MITRE ATT&CK Mapping

Initial Access
T1190 – Exploit Public-Facing Application

Execution
T1059 – Command and Scripting Interpreter

Persistence
T1547 – Boot or Logon Autostart Execution

Defense Evasion
T1027 – Obfuscated Files or Information

Lateral Movement
T1021 – Remote Services

Detection Guidance

Log Sources to Monitor

Application logs (LightLLM runtime logs)
WebSocket gateway logs
Reverse proxy logs (NGINX, Envoy)
Firewall logs
EDR telemetry
Sysmon (Windows)
auditd (Linux)
Container runtime logs (Docker / Kubernetes)

Indicators of Exploitation

WebSocket connections to PD endpoints from unknown IPs
Binary WebSocket frames immediately after JSON registration
Python processes spawning shell interpreters
Unexpected child processes from LightLLM service
Creation of suspicious files in /tmp
Outbound network connections from inference servers
Reverse shell traffic patterns
Unusual CPU spikes during WebSocket traffic

Detection Rules

WebSocket Endpoint Access

index=web_logs 
(uri_path="/pd_register" OR uri_path="/kv_move_status")
| stats count by src_ip, uri_path, status

Suspicious Python Child Processes

index=edr_logs 
(Image="*python*" AND (CommandLine="*os.system*" OR CommandLine="*subprocess*" OR CommandLine="*/bin/sh*" OR CommandLine="*bash*" OR CommandLine="*nc*"))
| stats count by host, user, CommandLine

Linux auditd Monitoring

type=EXECVE 
exe="/usr/bin/python*" 
| grep -E "sh|bash|nc|curl|wget"

Sysmon Rule Logic

Detect when:

ParentImage contains python.exe
ChildImage is cmd.exe, powershell.exe, bash.exe
EventID = 1 (Process Create)

Network-Based Detection

Alert when:

WebSocket upgrade request to PD endpoint
Followed by large binary payload (> 1KB)
From non-worker IP address

Incident Response Recommendations

If exploitation is suspected:

Immediately isolate the host.
Capture volatile memory if possible.
Collect application logs and WebSocket traffic logs.
Review process execution history.
Rotate API keys and credentials.
Rebuild the system from trusted images.
Validate no persistence mechanisms remain.

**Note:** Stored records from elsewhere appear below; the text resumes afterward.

PR #342, opened 2023-07-28
Add sampling overhead table and expand/update cutting explanation

### LINKED ISSUE #293: Add a brief note about "global phase" in the cutting explanatory material
Circuit cutting involves implementing quantum channels that will result in the same results for physically measurable things, but "global phase" is not something that can be physically measured, so it's something we ignore when coming up with equivalences.  We should clearly mention this in the explanatory material.

### LINKED ISSUE #373: Add `Move`/`CutWire` to explanatory material
Continuation of conversation at https://github.com/Qiskit-Extensions/circuit-knitting-toolbox/pull/370#discussion_r1297226937.

garrison:
This adds a sampling overhead table.  ~~I should triple check it.~~  I may push other improvements to the cutting explanation to this branch, too.

EDIT: I've added many other improvements, too.

Fixes #293.
Fixes #373.


garrison:
I will likely keep tweaking this, and I still plan to expand the explanation document a bit (either before or after this PR is merged -- doesn't matter to me), but this is already a substantial contribution and is in a good place, essentially ready for review.

The most convenient way to review it probably is to either build it locally or to download the artifact from the Docs CI run.  (Click on the docs run, then click "Summary", then click "html_docs.")

garrison:
@caleb-johnson and @ibrahim-shehzad: Requesting your review.  Any comments are truly welcome, but just remember this doesn't need to be perfect before we merge; we can always iterate on it later.

docs/circuit_cutting/explanation/index.rst
```diff
@@ -10,39 +10,185 @@ Circuit cutting is a technique to increase the size of circuits we can run on qu
...
+The sampling overhead is the factor by which the overall number of shots must increase for the quasiprobability decomposition to result in the same amount of error, :math:`\epsilon`, as one would get by executing the original circuit.
+The overhead of a cut gate depends on which gate is cut; see the final appendix of [`1 <https://arxiv.org/abs/2205.00016>`__] for details.
+For instance, a single cut CNOT gate incurs a sampling overhead of 9 [`2 <https://arxiv.org/abs/1909.07534>`__,\ `6 <https://arxiv.org/abs/2312.11638>`__].
+A circuit with :math:`n` wire cuts incurs a sampling overhead of O(:math:`16^n`) in the LO setting.  If real-time communication *is* available (i.e., if the hardware supports “dynamic circuits”, also known as the LOCC setting), then the sampling overhead for :math:`n` cut wires may be reduced to O(:math:`4^n`) [`4 <https://arxiv.org/abs/2302.03366>`__].
+However, support for wire cutting with classical communication (LOCC) is not yet supported in CKT (see issue `#264 <https://github.com/Qiskit-Extensions/circuit-knitting-toolbox/issues/264>`__).
```
ibrahim-shehzad, line 34: Really minor point, but ''support... being supported'' sounds slightly awkward.
```Suggestion
However, support for wire cutting with classical communication (LOCC) is not yet available in CKT
```

docs/circuit_cutting/explanation/index.rst
```diff
@@ -10,39 +10,185 @@ Circuit cutting is a technique to increase the size of circuits we can run on qu
...
+As mentioned above, the cost of any simulation based on quasiprobability distribution is an exponential sampling overhead.
+The sampling overhead is the factor by which the overall number of shots must increase for the quasiprobability decomposition to result in the same amount of error, :math:`\epsilon`, as one would get by executing the original circuit.
+The overhead of a cut gate depends on which gate is cut; see the final appendix of [`1 <https://arxiv.org/abs/2205.00016>`__] for details.
+For instance, a single cut CNOT gate incurs a sampling overhead of 9 [`2 <https://arxiv.org/abs/1909.07534>`__,\ `6 <https://arxiv.org/abs/2312.11638>`__].
+A circuit with :math:`n` wire cuts incurs a sampling overhead of O(:math:`16^n`) in the LO setting.  If real-time communication *is* available (i.e., if the hardware supports “dynamic circuits”, also known as the LOCC setting), then the sampling overhead for :math:`n` cut wires may be reduced to O(:math:`4^n`) [`4 <https://arxiv.org/abs/2302.03366>`__].
```
ibrahim-shehzad, line 33: I understand that you would need dynamics circuits to implement LOCC but is it accurate to say that dynamic supports and the LOCC setting are the same thing? Perhaps we could rephrase this as: 

```Suggestion
A circuit with :math:`n` wire cuts incurs a sampling overhead of O(:math:`16^n`) in the LO setting. If real-time communication *is* available (i.e., if the hardware supports “dynamic circuits”, which is needed to implement the LOCC setting), then the sampling overhead for :math:`n` cut wires may be reduced to O(:math:`4^n`) [`4 <https://arxiv.org/abs/2302.03366>`__].
```

garrison: One-way LOCC does not need dynamic circuits.

Two-way LOCC requires dynamic circuits.

I _think_ you can actually get the LOCC wire cutting advantage with only one-way LOCC as long as all the wire cuts move information in the same direction across a circuit separation boundary.

So I should probably rephrase this anyway.

garrison: Fixed in 81da6cfab8fdbd6a72c422b645d8bde7d27aa90f.

docs/circuit_cutting/explanation/index.rst
```diff
@@ -10,39 +10,185 @@ Circuit cutting is a technique to increase the size of circuits we can run on qu
...
 
-To perform circuit cutting, one must partition (“cut”) the graph representing a quantum circuit into smaller pieces, which are then executed on available hardware.  The results of the original circuit must then be reconstructed during post-processing, resulting in the desired quantity (e.g., the expectation value of a joint observable).
+To perform circuit cutting, one must partition (“cut”) the graph representing a quantum circuit into smaller piece(s), which are then executed on available hardware.  The results of the original circuit must then be reconstructed during post-processing, resulting in the desired quantity (e.g., the expectation value of a joint observable).
```
caleb-johnson, line 23: This only covers the cutting-for-width case. I tried to improve it, but I feel like we could remove this paragraph and the rest of the doc remains equally clear.

docs/circuit_cutting/explanation/index.rst
```diff
@@ -10,39 +10,185 @@ Circuit cutting is a technique to increase the size of circuits we can run on qu
...
+There are `three settings <https://research.ibm.com/blog/circuit-knitting-with-classical-communication>`__ to consider for circuit cutting.  The first is where only local operations (LO) [i.e., local *quantum* operations] are available.  The other settings introduce classical communication between the circuit executions, which is known in the quantum information literature as LOCC, for `local operations and classical communication <https://en.wikipedia.org/wiki/LOCC>`__.  The LOCC can be either near-time, one-directional communication between the circuit executions (the second setting), or real-time, bi-directional communication (the third setting).
```
caleb-johnson, line 27: Should we mention here we only support Case 1?

docs/circuit_cutting/explanation/index.rst
```diff
@@ -10,39 +10,185 @@ Circuit cutting is a technique to increase the size of circuits we can run on qu
...
+As mentioned above, the cost of any simulation based on quasiprobability distribution is an exponential sampling overhead.
+The sampling overhead is the factor by which the overall number of shots must increase for the quasiprobability decomposition to result in the same amount of error, :math:`\epsilon`, as one would get by executing the original circuit.
```
caleb-johnson, line 30: Isn't there a sampling error we must incur due to this technique, and the sampling drives the sampling error down to epsilon, which approaches but never reaches 0?

Is it more accurate to say ... "same amount of error as one would get by executing the original circuit, within some tolerance epsilon"?

docs/circuit_cutting/explanation/index.rst
caleb-johnson: I see we mention it below

docs/circuit_cutting/explanation/index.rst
```diff
@@ -10,39 +10,185 @@ Circuit cutting is a technique to increase the size of circuits we can run on qu
...
+| :class:`~qiskit.circuit.library.XXPlusYYGate`, | :math:`(|\theta/4|,|\theta/4|,0)` | :math:`\left[1+4\left|\sin(\theta/2)\right|+2\sin^2(\theta/2)\right]^2` |
+| :class:`~qiskit.circuit.library.XXMinusYYGate` |                                   | (independent of :math:`\beta` parameter)                                |
++------------------------------------------------+-----------------------------------+-------------------------------------------------------------------------+
+| :class:`.Move` (cut wire) without classical    | not applicable                    | :math:`4^2=16`                                                          |
+| communication (i.e., in the LO setting)        |                                   |                                                                         |
++------------------------------------------------+-----------------------------------+-------------------------------------------------------------------------+
 
 Current limitations
 -------------------
 * ``PauliList`` is the only supported observable format until no sooner than CKT v0.7.0.
```
caleb-johnson, line 189: I think we can remove this after merging #523

caleb-johnson (commented):
This is excellent work. Im going to make another pass tomorrow, but I left a few small comments

docs/circuit_cutting/explanation/index.rst
garrison: Yup, I was planning to change this line once that merged.  Fixed in 3c3d23945732addc8327219b04a255d756a454e8.

docs/circuit_cutting/explanation/index.rst
garrison: I rephrased in e7783b8ae12f259bad9c18a976090ca0655a4e8a.  I wanted to have something here so we don't go abruptly from QPD talking about different types of cuts without first saying what cutting is.

But then I realized we essentially cover this same material in the first paragraph on this page.  So, I ended up removing it as you suggested in 2b30437a8c6dd37cde3980be3b01b629e4b5498f.

docs/circuit_cutting/explanation/index.rst
garrison: There is always sampling error because we can only ever take a finite number of shots on real (or even ideal) hardware.  The errors get exaggerated during QPD post-processing by the factor $\gamma$ (see below in the document, "This post-processing boosts the magnitude of each measurement outcome ...").  To keep the error the same, one must multiply the number of shots by $\gamma^2$ to keep the standard error ($\epsilon/\sqrt{n}_{shots}$) constant.

I added one word, but do you think this clarifies anything?

```suggestion
The sampling overhead is the factor by which the overall number of shots must increase for the quasiprobability decomposition to result in the same amount of sampling error, :math:`\epsilon`, as one would get by executing the original circuit.
```

ibrahim-shehzad: >To keep the error the same, one must multiply the number of shots by $\gamma^{2}$
 to keep the standard error...
 
 Based on this, it sounds like it's the standard error $(\epsilon/\sqrt{n})$ that is being kept the same, rather than the sampling error $(\epsilon)$.

docs/circuit_cutting/explanation/index.rst
```diff
@@ -10,39 +10,182 @@ Circuit cutting is a technique to increase the size of circuits we can run on qu
...
 
-To perform circuit cutting, one must partition (“cut”) the graph representing a quantum circuit into smaller pieces, which are then executed on available hardware.  The results of the original circuit must then be reconstructed during post-processing, resulting in the desired quantity (e.g., the expectation value of a joint observable).
+There are two types of cuts: gate cuts and wire cuts.  Gate cuts, also known as "space-like" cuts, exist when the cut goes through a gate operating on two (or more) qubits.  Wire cuts, also known as "time-like" cuts, are direct cuts through a qubit wire, essentially a single-qubit identity gate that has been cut into two pieces.  In CKT, a wire cut is represented by introducing a new qubit into the circuit and moving remaining operations after the cut identity gate to the new qubit; see :ref:`wire cutting as move`, below.
```
ibrahim-shehzad, line 23: Super minor point: I realize that using space-like cuts for gate cuts and time-like cuts for wire cuts is common in the cutting literature but I find this terminology very confusing. This is because if we think of time as flowing horizontally, from left to right in a quantum circuit, a space-like cut should be a ''vertical'' cut (since space-like cuts give you ''constant time slices'') which would be more analogous to a wire cut. Do we need to use the ''space-like/time-like cut'' terminology? Alternatively, I could consider getting rid of my relativity baggage :).

docs/circuit_cutting/explanation/index.rst
ibrahim-shehzad: I see, understood, thanks!

docs/circuit_cutting/explanation/index.rst
```diff
@@ -10,39 +10,182 @@ Circuit cutting is a technique to increase the size of circuits we can run on qu
...
+.. math::
+   :label: eq:qpd
+
+   \mathcal{U} = \sum_i a_i \mathcal{F}_i ,
+
+where :math:`\mathcal{U}` is the channel implementing the desired operation, and each :math:`a_i` is a real coefficient corresponding to a quantum channel, :math:`\mathcal{F}_i`, that is realizable on hardware.
+
+Note that because this is a sum of channels, *not* a sum of unitaries, expectation values can be evaluated efficiently [`2 <https://arxiv.org/abs/1909.07534>`__].
+
+Results equivalent to original unitary channel can be obtained by a post-processing method, given the coefficients :math:`a_i` and each the outcome of each experiment corresponding to the different local (:math:`\mathcal{F}_i`) channels.  This post-processing boosts the magnitude of each measurement outcome by :math:`\sum_i \left| a_i \right|`, resulting in a sampling overhead of that quantity squared [`6 <https://arxiv.org/abs/2312.11638>`__]:
```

Simply restarting the service is not sufficient.

Mitigation

Immediate Mitigation

Block external access to PD master ports at firewall level.
Restrict access to trusted worker IPs only.
Disable PD mode temporarily if possible.

Permanent Fix

Unsafe deserialization using pickle.loads() was removed and replaced with safer serialization mechanisms in the patched version.

All deployments should upgrade immediately.

Official Patch / Upgrade

Upgrade to the latest patched release of LightLLM from the official repository:

Official Repository & Releases Page:
https://github.com/ModelTC/LightLLM/releases

Upgrade using:

pip install --upgrade lightllm

Or deploy the latest container image from the official repository.

Only official releases from the LightLLM GitHub repository should be trusted.

Security Hardening Recommendations

Never expose PD master directly to the internet.
Enforce mutual TLS between nodes.
Implement authentication tokens for worker registration.
Use network segmentation.
Monitor for unsafe deserialization patterns in code reviews.
Disable pickle for any network boundary.

Risk Summary

This vulnerability represents a textbook unsafe deserialization issue with full remote code execution impact. Because authentication was not required and the service was network-accessible by design, exploitation difficulty was low. Public research has already demonstrated real-world exploitability.

Organizations running distributed inference clusters should treat this vulnerability as high priority and verify that no exposed PD master instances remain unpatched.